St. Joseph Cafasso’s body was twisted with curvature of the spine. Yet in a society that looked down on the disabled, this shriveled little priest became a successful teacher, preacher, and confessor. His life tells us to value people with physical deformities. And his example signifies hope to all disabled persons.
Ordained in 1833, Joseph Cafasso first became a popular lecturer and then, in 1848, the rector of the church and Institute of St. Francis in Turin, Italy. However, Don Cafasso became best known as a confessor. He had a gift for releasing penitents from scruples. “When we hear confessions,” he wrote, “the Lord wants us to be loving, merciful and fatherly to all.” His friend and biographer John Bosco told this story:
Forty-five hardened criminals had promised to go to confession on the vigil of a feast of Our Lady. But when the day came, none of them would confess his sins. Don Cafasso’s ingenious charity and courage found a way out of the difficulty. With a smile, he approached the biggest and strongest prisoner. Without a word Don Cafasso grabbed his long, "owing beard. Thinking the priest was fooling around, the man said, “Take anything else you like, but leave me my beard!”
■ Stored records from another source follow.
PR #204, opened 2016-03-04
Fix minor issues in docker procedure

fjammes:
- params.sh was missing at configuration
- startup.py wasn't importing correctly module "utils"
- remove unused parameters in params.sh

### DIFF
--- a/admin/tools/docker/work/scripts/eups-declare.sh
+++ b/admin/tools/docker/work/scripts/eups-declare.sh
@@ -60,10 +60,8 @@ if [ $# -ne 0 ] ; then
     exit 2
 fi
 
-. /qserv/scripts/params.sh
-
-. $INSTALL_DIR/loadLSST.bash
+. /qserv/stack/loadLSST.bash
 
 echo "Setup Qserv from source version"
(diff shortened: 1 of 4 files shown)


admin/tools/docker/work/scripts/eups-declare.sh
```diff
@@ -60,10 +60,8 @@ if [ $# -ne 0 ] ; then
     exit 2
 fi
 
-. /qserv/scripts/params.sh
-
-. $INSTALL_DIR/loadLSST.bash
+. /qserv/stack/loadLSST.bash
```
jgates108: I'm not sure hard coding the directory is the best way to go here.

fjammes: I understand, I was using a parameter, but in practice it never changes (we are inside a Docker container so /qserv/stack might be a good convention), so I go back to hardcoded, which avoid managing a param file between all scripts/containers and ease maintenance (if you change the param file in the release container then you have to generate all child container, which is not easy).

I'll implement a more refined mechanism if have a parameter for stack install dir become useful.

PR #206, opened 2016-03-09
Tickets/dm 4755

jgates108:


core/modules/qdisp/Executive.cc
```diff
@@ -125,7 +129,7 @@ void Executive::add(JobDescription const& jobDesc) {
         return;
     }
     if (_empty.exchange(false)) {
-        LOGS(_log, LOG_LVL_DEBUG, "Flag _empty set to false by jobId=" << jobQuery->getIdStr());
+        LOGS(_log, LOG_LVL_DEBUG, "Flag _empty set to false by QId" << jobQuery->getIdStr());
```
andy-slac: Just checking, this message will appear as:

    Flag _empty set to false by QIdQI=12345:

Is this as intended?

core/modules/qdisp/Executive.cc
```diff
@@ -210,7 +214,7 @@ void Executive::markCompleted(int jobId, bool success) {
                 throw Bug(msg);
             }
         }
-        LOGS(_log, LOG_LVL_ERROR, "Executive: error executing jobId=" << jobId
+        LOGS(_log, LOG_LVL_ERROR, "Executive: error executing QId" << jobId
```
andy-slac: Is `jobId` a job number (as opposed to query ID)? Should it be prefixed with `QId`?

core/modules/qdisp/Executive.cc
```diff
@@ -306,7 +310,7 @@ void Executive::_setup() {
   */
 bool Executive::_track(int jobId, std::shared_ptr<JobQuery> const& r) {
     assert(r);
-    LOGS(_log, LOG_LVL_DEBUG, "Attempt to TRACK jobId="
+    LOGS(_log, LOG_LVL_DEBUG, "Attempt to TRACK QId"
          << _id << "_" << jobId << " to Executive ("<< this <<") tracked jobs");
```
andy-slac: Use `_idStr` instead of `_id`?

core/modules/qdisp/Executive.h
```diff
@@ -91,7 +93,9 @@ class Executive {
 
     bool getEmpty() { return _empty; }
 
-    std::string& getId() { return _id; }
+    void setQueryId(qmeta::QueryId id);
+    qmeta::QueryId getId() { return _id; }
```
andy-slac: Make method `const`?

core/modules/qdisp/Executive.h
```diff
@@ -91,7 +93,9 @@ class Executive {
...
+    std::string& getIdStr() { return _idStr; }
```
andy-slac: Should it be a const method returning const reference?

andy-slac:
One general comment - I noticed that you make a strings from QeryId+JobId in several places, I'd probably introduced a separate class to encapsulate that, something like:

    struct JobId {
        uint64_t qId;
        int jobId;
    }
    friend ostream& operator<<(ostream& out, JobId const& jobId) {
        return "QI=" << jobId.qId << ":" << jobId.jobId << ";";
    }

and probably added `operator<()` to so that you could use it with `std::set` without doing another string conversion.

core/modules/qdisp/Executive.cc
jgates108: I went through and replaced all of them with proper queryId and jobIds and got rid of the places where the executive was identified by `<< this <<` in log messages

PR #212, opened 2016-03-29
Fix MySQL connection close handling

vaikuntht:
If the MySQL pointer was allocated by `mysql_init()`, and you plan to reuse the connection descriptor, then it is important to set it to `NULL` after `mysql_close()`, otherwise the next init will think it's already allocated, then the next call for `mysql_real_connect()` will cause a SEGFAULT. This is what was observed and I've added a new function to handle closing this connection properly.

### DIFF
--- a/core/modules/sql/SqlConnection.cc
+++ b/core/modules/sql/SqlConnection.cc
@@ -126,14 +126,18 @@ SqlConnection::~SqlConnection() {
 
 bool
 SqlConnection::connectToDb(SqlErrorObject& errObj) {
-    assert(_connection.get());
-    if (_connection->connected()) return true;
+    if (_connection->connected()) {
+        int rc = mysql_ping(_connection->getMySql());
+        if (rc == 0) return true;
+        _connection->closeMySqlConn();
+    }
+
     if (!_connection->connect()) {
         _setErrorObject(errObj);
         return false;
-    } else {
-        return true;
     }
+
+    return true;
 }
 
 bool
--- a/core/modules/mysql/MySqlConnection.cc
+++ b/core/modules/mysql/MySqlConnection.cc
@@ -94,14 +94,21 @@ MySqlConnection::~MySqlConnection() {
             while((row = mysql_fetch_row(_mysql_res))); // Drain results.
             _mysql_res = nullptr;
         }
-        mysql_close(_mysql);
+        closeMySqlConn();
     }
+}
+
+void
+MySqlConnection::closeMySqlConn() {
+    // Close mysql connection and set deallocated pointer to null
+    mysql_close(_mysql);
+    _mysql = nullptr;
 }
 
 bool
 MySqlConnection::connect() {
     // Cleanup garbage
-    if (_mysql) { mysql_close(_mysql); }
+    if (_mysql) { closeMySqlConn(); }
     _isConnected = false;
     // Make myself a thread
     _mysql = _connectHelper();
--- a/core/modules/mysql/MySqlConnection.h
+++ b/core/modules/mysql/MySqlConnection.h
@@ -55,6 +55,7 @@ public:
 
     ~MySqlConnection();
 
+    void closeMySqlConn();
     bool connect();
 
     bool connected() const { return _isConnected; }


core/modules/sql/SqlConnection.cc
```diff
@@ -126,14 +127,29 @@ SqlConnection::~SqlConnection() {
 
 bool
 SqlConnection::connectToDb(SqlErrorObject& errObj) {
-    assert(_connection.get());
-    if (_connection->connected()) return true;
+    assert(_connection != nullptr);
+    static int lastChecked = 0;
+    time_t currentTime = time(0);
```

“I won’t let you go until you go to confession,” replied Don Cafasso.
“But I don’t want to go to confession,” said the prisoner. “You may say what you like,” said the priest, “but you won’t escape until you confess.”
“I am not prepared,” said the prisoner. “Then I will prepare you,” said Cafasso. If the prisoner had wished, he could have easily freed himself. But whether it was by respect for the priest or by God’s grace, the man surrendered.
He allowed himself to be led to a corner of the room. Don Cafasso sat on a bundle of straw and prepared his friend for confession. Shortly there was a commotion. The prisoner was so moved by Don Cafasso’s exhortation that his sighs and tears almost prevented him from telling his sins. Then he who had been most vehement in refusing to make his confession went to his companions. He told them he had never been so happy in his life. And his experience persuaded them all to go to confession. Over the years Don Cafasso accompanied sixty condemned men to their public executions. His regarded these “hanged saints” as his favorite parishioners.
As a teenager John Bosco idolized Joseph Cafasso, and the two became close friends. Joseph Cafasso died on June 23, 1860, and John Bosco preached at his funeral.